On Thu, Oct 10, 2024, at 3:07 AM, Francesco Potortì wrote:

>Here is the nested loop, which if I comment out, makes the parse finish
>in ~20 seconds, with all the extra files (except *.js), or in 15s when
>using with new flags.
>
>diff --git a/lib-src/etags.c b/lib-src/etags.c
>index a822a823a90..331e3ffe816 100644
>--- a/lib-src/etags.c
>+++ b/lib-src/etags.c
>@@ -1697,14 +1697,14 @@ process_file_name (char *file, language *lang)
>        uncompressed_name = file;
>      }
>
>- /* If the canonicalized uncompressed name
>-     has already been dealt with, skip it silently. */
>- for (fdp = fdhead; fdp != NULL; fdp = fdp->next)
>-    {
>-      assert (fdp->infname != NULL);
>-      if (streq (uncompressed_name, fdp->infname))
>- goto cleanup;
>-    }
>+ /* /\* If the canonicalized uncompressed name */
>+ /*    has already been dealt with, skip it silently. *\/ */
>+ /* for (fdp = fdhead; fdp != NULL; fdp = fdp->next) */
>+ /*   { */
>+ /*     assert (fdp->infname != NULL); */
>+ /*     if (streq (uncompressed_name, fdp->infname)) */
>+ /* goto cleanup; */
>+ /*   } */
>
>    inf = fopen (file, "r" FOPEN_BINARY);
>    if (inf)
>
>This is basically a "uniqueness" operation using linear search, O(N^2).

This is only for dealing with the case when the same file exists in both compressed and uncompressed form, and we are currently hitting the second one.
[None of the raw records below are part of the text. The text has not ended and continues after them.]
Issue #16, opened 2026-03-26
Server handleStat bypasses backend.Stat and directly accesses Store — breaks layered abstraction


qiffang:
## Current State

\`\`\`go
// pkg/server/server.go:134-158
func (s *Server) handleStat(w http.ResponseWriter, r *http.Request, path string) {
    nf, err := s.backend.Store().Stat(path)  // ← bypasses Dat9Backend, hits Store directly
\`\`\`

All other handlers go through \`s.backend.Read()\`, \`s.backend.ReadDir()\`, etc. Only handleStat pierces through to the \`Store()\` layer.

## Problems

1. **Breaks encapsulation** — Server layer should not know about Store; it should only operate via the backend interface
2. **Bypasses path canonicalization** — backend.Stat calls normalizePath; calling Store.Stat directly skips this
3. **Blocks MountableFS migration** — if the backend is replaced with MountableFS routing, this code breaks

## Root Cause

handleStat needs the revision field, but \`backend.Stat()\` returns AGFS's \`*filesystem.FileInfo\` which does not include revision.

## Proposed Fix

Add a \`StatWithMeta()\` method to Dat9Backend that returns extended metadata:

\`\`\`go
type FileMetadata struct {
    filesystem.FileInfo
    Revision    int64
    ContentType string
    FileID      string
}

func (b *Dat9Backend) StatWithMeta(path string) (*FileMetadata, error) { ... }
\`\`\`

Server calls \`StatWithMeta\` instead of piercing through to Store.

PR #718, opened 2026-07-09
docs(fuse): define clean-state reexec gate

qiffang:
## Summary
- document current Drive9 FUSE mount ownership, serve loop, drain, and shutdown boundaries
- define V0 as a clean-state binary reexec prototype, not smooth upgrade / CSI rolling upgrade
- classify FUSE/process state into disposable, persisted-rebuildable, must-transfer, and must-block categories
- list mechanical refusal gates and required V0 tests before fd handoff implementation

## Validation
- git diff --no-index --check /dev/null docs/design/fuse-clean-state-reexec-audit.md

## Summary by CodeRabbit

In that case, we should skip it. Yes, this is a uniqueness test and yes, it is O^2 in the number of file names, but I doubt that this can explain a serious slowdown.

Like mentioned in a previous email, I did recompile with that step removed, and the slowdown was gone.

The whole scan went down to ~20 seconds.